Issue #118, opened 2017-11-29
Add additional inventory slot types and facilitate implementing them


robojumper:
Currently, Inventory Slots are limited to this list:

```
enum EInventorySlot
{
	eInvSlot_Unknown,
	eInvSlot_Armor,
	eInvSlot_PrimaryWeapon,
	eInvSlot_SecondaryWeapon,
	eInvSlot_HeavyWeapon,
	eInvSlot_Utility,
	eInvSlot_Mission,
	eInvSlot_Backpack,
	eInvSlot_Loot,
	eInvSlot_GrenadePocket,
	eInvSlot_CombatSim,
	eInvSlot_AmmoPocket,
        eInvSlot_TertiaryWeapon,
        // ...
	eInvSlot_SeptenaryWeapon,
};
```

Where Mission, Backpack, Loot, Tertiary-Septernary are not available to the user. Adding a mechanism that allows mods to add more slots would certainly add to the moddability, but would also be a rather tricky effort.

### 1. This Enum

Enums are bytes (0-255), where 255 is the implicit `longestCommonPrefix_MAX` value. They are compiled directly into the byte code as constant tokens, and not sensitive to any changes.

Because of the way the Game State and Template system works, it is necessary that any given item type NEVER changes its corresponding slot byte value, be it over the course of the campaign, across different save files, across different machines, independent of other mods being present or not, ...

As such, adding a new slot requires adding a new enum value that does not conflict with any other mods. 
Unfortunately (as far as I know) Byte Properties linked to an enum are serialized using their Enum-Name, setting it to None when saving and _MAX when loading if the entry doesn't exist. This requires us to add new entries to the Highlander.

We have 256 - 1 - 17 = 238 free slots, so that should not be a problem if we are minimally considerate about what types of slots we add.

#### Native Code

[...]

PR #849, opened 2020-04-20
Added four Inventory Slots for Sparks (Issues #118 and #137)

Iridar:
Added inventory slots:

```
eInvSlot_SparkRocket1
eInvSlot_SparkRocket2
eInvSlot_SparkRocket3
eInvSlot_SparkRocket4
```

They will be used by my upcoming SPARK Weapons mod. The slots will be templated and added to the SPARKs and MEC Troopers when an Ordnance Launcher is equipped. I could potentially just add utility slots and control what goes into them via CanAddItemToInventory, but templated slots offer more control and are more compatible with mods that would want SPARKs to have Utility slots for things like SPARK Launcher by RM or ammo.

### DIFF
--- a/X2WOTCCommunityHighlander/Src/XComGame/Classes/X2TacticalGameRulesetDataStructures.uc
+++ b/X2WOTCCommunityHighlander/Src/XComGame/Classes/X2TacticalGameRulesetDataStructures.uc
@@ -104,10 +104,8 @@ enum EInventorySlot
 	eInvSlot_Pistol,
 	eInvSlot_Wings,
 	eInvSlot_ExtraBackpack,
-	eInvSlot_SparkRocket1,
-	eInvSlot_SparkRocket2,
-	eInvSlot_SparkRocket3,
-	eInvSlot_SparkRocket4,
+	eInvSlot_SparkGrenadePocket,
+	eInvSlot_AuxiliaryWeapon,
 
 	// Marker slot, don't use
 	eInvSlot_END_TEMPLATED_SLOTS,
--- a/X2WOTCCommunityHighlander/Src/XComGame/Classes/X2TacticalGameRulesetDataStructures.uc
+++ b/X2WOTCCommunityHighlander/Src/XComGame/Classes/X2TacticalGameRulesetDataStructures.uc
@@ -104,6 +104,10 @@ enum EInventorySlot
 	eInvSlot_Pistol,
 	eInvSlot_Wings,
 	eInvSlot_ExtraBackpack,
+	eInvSlot_SparkRocket1,
+	eInvSlot_SparkRocket2,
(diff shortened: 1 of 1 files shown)


Iridar:
Something so simple doesn't require a review, methinks, but if it matters I did test the slots.

Xymanek:
Why not a single multi-item slot?

Iridar:
I don't know how to work with them, and even if I learned how, it might mean redoing parts of the already overcomplicated rocket launchers mod.

Xymanek:
Well, I'm 👎 on the current approach cuz:

* It wastes (large but) limited space of slots available
* If anyone (including you) ever decides to have the unit equip 5 rockets at the same time, the universe will implode

> I don't know how to work with them

You set the following:

https://github.com/X2CommunityCore/X2WOTCCommunityHighlander/blob/e760415df9bc3b64e7b28b7c8c0b35cb5794550c/X2WOTCCommunityHighlander/Src/XComGame/Classes/CHItemSlot.uc#L56-L61

And then work with it like with the utility slot (which is also multi-item)

Iridar:
I don't know how to work with utility slot either... okay, I will give it a shot, but I will still need at least two slots. 

> If anyone (including you) ever decides to have the unit equip 5 rockets at the same time, the universe will implode

I'm 100% fine with that limitation. it's limited by soldier sockets and code anyway.

Iridar:
Looks like a multi item slot can work for me in this case, even though it will require a more complicated logic to set up, so I cut down the number of slots I'm requesting from 4 to 2.

BTW, should push come to shove, and we start running out of inventory slots (which seems highly unlikely), it's always possible to make a "unified slot repository" sort of mod, that would provide slots  to units based on arbitrary conditions. Veehementia's Dedicated Pistol Slot is already very close to that. 

> If anyone (including you) ever decides to have the unit equip 5 rockets at the same time, the universe will implode

To revisit this, universe will not implode, extra rockets just won't be displayed on the soldier's model or during the firing animation. The slots from the Rocket Launcher mod are used to store the PRES-equippable cosmetic copy of the rocket, as the rocket itself is carried in regular utility slots that are not PRES-equippable. Should this ever change, there will be no need for the Rocket Launchers mod to take *any* slots.

Xymanek:
> the rocket itself is carried in regular utility slots that are not PRES-equippable. Should this ever change, there will be no need for the Rocket Launchers mod to take any slots.

#889 😏

Iridar:
> > the rocket itself is carried in regular utility slots that are not PRES-equippable. Should this ever change, there will be no need for the Rocket Launchers mod to take any slots.
> 
> #889 😏

I'll happily relinquish the slots in #137 once #889 is in the stable Highlander.

PR #1284, opened 2023-10-29
Make X2Effect_BonusWeaponDamage show bonus damage only if it's actually going to be added

### LINKED ISSUE #612: Conventional weapon breakthrough interacts badly with Psi Amps
This actually affects any conventional weapon that ignores base damage. Basically the preview damage includes the breakthrough's +1 damage, but the actual application of that damage does not. So there's an inconsistency from the player's perspective.

The following LWOTC save demonstrates the problem:

[save_BUG Soulfire preview incorrect.zip](https://github.com/X2CommunityCore/X2WOTCCommunityHighlander/files/3563256/save_BUG.Soulfire.preview.incorrect.zip)

Soulfire damage preview says it will do 5-7 damage, but in fact it will only do 4-6.

The offending code is in `X2Effect_BonusWeaponDamage`, which seems to deliberately treat the actual damage differently from the damage preview. There seems to be no valid reason for it to do so.

Iridar:
Fixes #612


Iridar:
Tested, works.

Iridar:
This PR caused a bug so I've reverted it for 1.27.1. See #1289 for context.

PR #1285, opened 2023-10-29
Apply weapon customization when equipping unmodified weapons

### LINKED ISSUE #609: `XCGS_Unit:EquipOldItems` does not apply color and pattern to unmodified items
See https://github.com/long-war-2/lwotc/issues/420

Sending a soldier to a covert action without ambush risks unequips a colored weapon, stacks it with the existing stack in HQ. Re-equipping decides that a new copy needs to be made from the infinite stack, but doesn't apply customization to it.

Iridar:
Fixes #609 

This PR does fix the outlined issue, but I need more tests to determine it doesn't go overboard. For example, when working with non-infinite weapons that have weapon upgrades applied to them, but no upgrade slots, e.g. TLP weapons or Chosen XCOM weapons.


Iridar:
I think this is fine, but I'll let it stew for a bit in case @robojumper decides to give it a look.

Iridar:
One thing that has me slightly concerned is using weapon pattern for weapons that are supposed to armor appearance. Like, wouldn't it make sense to use armor pattern for them? But this is what existing code does, so I'll cargo cult this for now. This can be changed later if need be.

WHAT IS EXPECTED — Lines of the listing above that contain the word "Soulfire" should all be returned.

ANSWER FOR THE TASK —
[save_BUG Soulfire preview incorrect.zip](https://github.com/X2CommunityCore/X2WOTCCommunityHighlander/files/3563256/save_BUG.Soulfire.preview.incorrect.zip)
Soulfire damage preview says it will do 5-7 damage, but in fact it will only do 4-6.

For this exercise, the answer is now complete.